Please give an exact copy of every line from the one holding "Adds support for Composer" through the final line of the records below.

*** Opening of GIVEN INFORMATION ***

PR #659, opened 2019-03-26
Adds support for Composer

TimidRobot:
Adds support for [Composer](https://getcomposer.org/)


herrvigg:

*** Close of GIVEN INFORMATION ***

__SOLUTION FOR THIS EXERCISE__:
Adds support for Composer

TimidRobot:
Adds support for [Composer](https://getcomposer.org/)


herrvigg:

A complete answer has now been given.